La notion majeure débattue devant la justice lors des séparations avec enfants est la question de la garde. Juridiquement il existe deux types de gardes : l’exclusive et l’alternée. Le type de garde est instauré à l’amiable lorsque les parents sont d’accord. Cependant, dans la majorité des cas, c’est au juge aux affaires familiales que revient la décision et cette dernière, souvent stéréotypée, se solde en garde exclusive pour la mère. Théoriquement les juges font du « cas par cas » pour rendre leur décision, mais « les chiffres démontrent qu’il n’y a en fait que deux cas : la mère est d’accord avec le type de garde ou ne l’est pas ». Même si la décision finale est contestable, elle engendre alors une bataille judiciaire entre les parents dont le père sort majoritairement perdant.
40%
Des enfants voient rarement leur père suite à un divorce
20%
Des enfants ne voient plus leur père suite à un divorce
"Contre les discriminations, contre l'ignorance dont nous sommes victimes"
C’est à ce stade, et parfois même avant, qu’interviennent les associations qui viennent en aide aux pères divorcés ou en situation de séparation.
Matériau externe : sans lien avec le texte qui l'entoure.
PR #149, opened 2019-08-14
8-bit vertex colours in LibAntWorld

### LINKED ISSUE #148: 8-bit vertex colours in LibAntWorld
Currently the obj loader loads colours into a 32-bit floating point vertex buffer - this is overkill and will really hit the fillrate on low-end cards. Post #139 this should be trivial to implement

neworderofjamie:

Président bénévole de SOS Papa, la plus influente association de pères en France et en Europe, Jean Lazeau se bat « pour la résidence alternée, pour la co-parentalité, contre les discriminations, contre l’ignorance dont nous sommes victimes ». Pour lui, il s’agit d’un « mécanisme général de discrimination du père » qui n’est pas la seule victime : « Les enfants et tout l’entourage paternel, dont de nombreuses femmes, en souffrent fortement. » Son association offre donc un soutien psychologique et juridique aux pères qui se déroule en deux étapes. Tout d’abord le père assiste à une étude en groupe bénévole au cours de laquelle chacun expose sa situation et profite de l’expérience d’autres pères. Puis, en adhérant à l’association, le père est reçu seul par un avocat bénévole pour approfondir le problème juridique et les stratégies à adopter. Pour les non-adhérents, l’association dispose d’avocats conseillant gratuitement dans leurs permanences. Jean Lazeau a aussi rédigé avec des avocats des propositions de nouvelles lois plus égalitaires et au bénéfice de l’enfant qu’il prône avec l’aide d’autres associations à travers des pétitions et des témoignages. Cette association ainsi que d’autres ont réussi de cette manière à rallier des parlementaires à leur cause et peuvent être « présents » lors des débats parlementaires.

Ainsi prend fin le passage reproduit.